A basic problem in multivariate systems is finding predictive relations between the measurable variables in the system. The extent to which a target variable can be predicted via measurement of a set of predictor variables reveals the level of interaction between the variables. We want to quantify the degree to which the target variable is statistically determined by the predictor variables, where statistical determination does not imply physical causality. In signal processing systems, stochastic determination provides a window into the overall control structure. In the simple case of two variables possessing a bivariate normal distribution, the best predictive relation is linear and the correlation coefficient provides the desired coefficient of determination. The problem can still be framed in terms of correlation for multivariate linear systems (albeit, not in such a straightforward form), but not for nonlinear systems.

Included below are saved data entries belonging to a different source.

PR #3931, opened 2026-02-28
Fixing images being fetched at full size.

### LINKED ISSUE #3922: Full-size image displayed as thumbnail
- https://voyager.lemmy.ml/post/34021
- https://voyager.lemmy.ml/post/34013

Thumbnails are rendered at 80x80 pixels. Yet lemmy-ui downloads the full image with 1000x1000 pixels or more. Problem occurs both for local uploads and proxied images.

dessalines:
- This ensures that all post images (proxied, thumbnails, or full size), uses the correct `max_size` param in the lemmy backend (it was called `thumbnail` before), so that smaller images are fetched.
  - Icons are 96px, thumbnails are 256px, and full cards are 512px.
- Also removes any of the format conversions, and just lets them be viewed in the original format.
- For viewerjs, it removes the `max_size` param, so that when clicked, it views full size images.
- This also works for images in markdown bodies now, which use the `thumbnail` size by default (and can be clicked into to show the full size).
- Requires https://github.com/LemmyNet/lemmy/pull/6369
- Fixes #3922

### DIFF
--- a/src/shared/components/common/pictrs-image.tsx
+++ b/src/shared/components/common/pictrs-image.tsx
@@ -107,7 +107,7 @@ export class PictrsImage extends Component<Props, State> {
           <img
             ref={this.imageRef}
             src={base64Placeholder(width, height)}
-            data-src={this.src()}
+            data-src={buildPictrsSrc(this.state.src, type)}
             data-blurhash={imageDetails?.blurhash}
             alt={this.alt()}
             title={this.alt()}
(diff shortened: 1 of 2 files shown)


src/shared/components/common/pictrs-image.tsx
```diff
@@ -147,7 +143,7 @@ export class PictrsImage extends Component<Props, State> {
     );
   }
 
-  src(format: string): string {
+  src(): string {
```
dessalines: ~~Might need to externalize this function so that it can be used with markdown images.~~

Nutomic:
Tried to view the posts in the linked issue with your changes, in both cases the thumbnails fail to load.
- In case of `/post/34021` it attempts to load https://voyager.lemmy.ml/api/v4/image/02d0cca5-bf6e-4264-bba2-9f58c9998aff.jpeg?max_size=256 which fails. This should be fixed by https://github.com/LemmyNet/lemmy/pull/6369.
- And in case of `/post/34013` it loads https://voyager.lemmy.ml/api/v4/image/proxy?url=https://i0.wp.com/dbzer0.com/wp-content/uploads/2025/12/small3-1.png?resize=980%2C980&ssl=1&max_size=256 which is invalid with two times `?` (needs urlencode for url param)
    ```json
    {"error":"not_found","cause":"NotFound"}
    ```

Fullsize images are both working.

dessalines:
Both those are dependent on https://github.com/LemmyNet/lemmy/pull/6369 which isn't deployed to voyager.lemmy.ml 's backend yet. Should be testable tomorrow.

Nutomic:
Both of the posts look good now, only small thumbnails are loaded. Urlencode is also fine, just the browser decodes it before rendering which was confusing.

PR #4025, opened 2026-04-10
Walk prototype chain in wrapClient

matc-pub:
With the changes in lemmy-js-client the setHeaders function became inaccessible in the wrapped client.

The type for the wrapped client did miss a `ReturnType<T>` for sync methods with async wrapper. I also noticed that the wrapper function can't return a "success" state for void results.

### DIFF
--- a/src/shared/services/HttpService.ts
+++ b/src/shared/services/HttpService.ts
@@ -32,17 +32,29 @@ export type RequestState<T> =
   | EmptyRequestState
   | LoadingRequestState
   | FailedRequestState
-  | SuccessRequestState<T>;
+  // undefined and null produce an EmptyRequestState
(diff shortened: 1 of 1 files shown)


Nutomic (approved):
Confirmed working, although I dont understand why this is necessary. Would it be easier to change the code in lemmy-js-client, also so that other clients dont need this extra logic?

matc-pub:
It's necessary because we map all api responses to a `RequestState` and assumed that `LemmyHttp` did not inherit anything. lemmy-js-client shouldn't have to match that assumption.

Nutomic:
Then why not move RequestState into the js client?

dessalines (approved):

dessalines:
We should really move the request state in there, and get rid of all this overly complicated wrappedclient logic. I'll create an issue.

PR #4032, opened 2026-04-11
Define variables from _variables-dark.scss for dark themes

matc-pub:
Dark themes did define some variables that bootstrap ignored in dark mode. I just added the `-dark` suffix to defined variables available in `_variables-dark.scss`.

Most noticeable are the body background colors for i386-dark (now blue again) and darkly-pureblack (now `#000` instead of `#111`)


dessalines (approved):
Sweet, thx.

PR #4040, opened 2026-04-16
Trying to fix arm builds 2.

dessalines:
Turns out that although my regex check is correct, I think the `when` block wasn't, as the evaluate was considered an `OR` condition.

https://woodpecker.join-lemmy.org/repos/135/pipeline/10425

Going to try this out, merge it right away, and manually start the nightly build to see if it fixes it.


dessalines:
Verified, that fixed it.

PR #4056, opened 2026-04-23
Search pagination

Nutomic:


src/shared/utils/config.ts
```diff
@@ -24,7 +24,7 @@ export const markdownFieldCharacterLimit = 10000;
 export const maxUploadImages = 20;
 export const concurrentImageUpload = 4;
 export const updateUnreadCountsInterval = 30000;
-export const fetchLimit = 20;
+export const fetchLimit = 1;
```
Nutomic: For testing, need to remove later.

dessalines (approved):

PR #4085, opened 2026-05-11
Persist markdown content in local storage (fixes #4084)

### LINKED ISSUE #4084: Store content of markdown editor in local storage
This way the already written text doesnt disappear if the browser gets closed by accident (eg browser killed due to OS out of memory).

https://stackoverflow.com/a/23142165

https://lemmy.ml/post/47157639

Nutomic:


src/shared/components/common/markdown-textarea.tsx
```diff
@@ -115,6 +118,13 @@ export class MarkdownTextArea extends Component<
     }
   }
 
+  componentWillUnmount() {
```
Nutomic: This hook is not called at all, and I couldnt find another one that looks relevant. I am seeing the confirmation dialog for leaving the page, but no idea where that is defined because there isnt any event listener for `beforeunload`.

src/shared/components/common/markdown-textarea.tsx
```diff
@@ -99,6 +99,9 @@ export class MarkdownTextArea extends Component<
       const tribute = await setupTribute();
       const textarea = this.textAreaRef.current;
       if (textarea) {
+        const content: string | undefined =
+          localStorage.getItem("lemmy-markdown") ?? undefined;
```
Nutomic: In this way it will store a single text item which is shared for all markdown inputs. So the text from an unfinished comment would also show up in the profile bio editor for example. We could use a different identifier depending where this textarea is rendered, but that would require a new prop.

src/shared/components/common/markdown-textarea.tsx
matc-pub: `<Prompt />` from inferno-router shows the confirmation dialog.

You can't rely on beforeunload and componentWillUnmount to be called on browser crashes. `componentWillUnmount` should probably remove the content from local storage, as the user decided to abandon it. The content should be stored from `onInput` using debounce.

Nutomic: Okay changed it to store the text in `handleContentChange`. Debounce is probably not necessary as its only storing data locally. And made it to remove the local storage item on submit.

dessalines (commented):
Also add the clearing localstorage to `handleReplyCancel`, L638

That's the only issue I can think of, but I'm sure there are other cases that might cause issues, and I need to test it a bit. But this is a great idea.

Fixes #4084

Nutomic:
Done

dessalines (approved):
Tested and it works well. 👍

PR #4086, opened 2026-05-11
Fix hide post from profile page (fixes #4071)

### LINKED ISSUE #4071: Hide post option from profile does nothing
### Requirements

### Summary

When viewing your own posts from the profile and selecting 'Hide Post' from the options, no request is sent out and nothing happens at all.

For added context, the reason I wanted to do this was to hide posts I've deleted from my profile to not see them in my history, but the same happens if I do it on a post that's not deleted.

### Steps to Reproduce

1. Go to user profile
2. Open options for a post
3. Click 'Hide Post'
4. Check inspect network, nothing happens

### Technical Details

We examine quantification of nonlinear multivariate stochastic determination among gene expression levels using cDNA microarrays. The method allows incorporation of knowledge of other relevant conditions, such as the application of particular stimuli or the presence of inactivating gene mutations, as predictive elements affecting the target expression level. The approach is general and can be applied to any class of nonlinear predictor functions. For our talk, prediction is based on a ternary perceptron, to which is input one of three values for each predictor gene: +1 [up-regulated], −1 [down-regulated] or 0 [invariant]. External conditions are quantified as +1 [present] or 0 [not present]. Our reason for choosing a perceptron is twofold: first, it is intuitive; second, for n predictor variables, it has only n+1 parameters to estimate and therefore requires much less data than more general nonlinear predictors.

Owing to the large number of genes and a severe limitation on experimental replication when using microarrays, any individual predictor derived from the data lacks statistical significance relative to the population. Since our interest is measuring degrees of determination, we can derive the best predictors from the sample data and then estimate the determination coefficients for various predictor sets from the sample data. These estimates will be biased high, but can be used as sample coefficients to relatively quantify the degrees to which various expression-level sets stochastically determine a target expression level. A more accurate, more computationally costly way to proceed is to employ a bootstrap method to estimate the coefficients of determination. The bias will on average be low, but we can again obtain relative quantification.

The entire procedure is supported by software that has a number of facilities to simplify data analysis, and which provides graphics for visualising experimental data and sequential increases in determination as additional expression levels are used for prediction.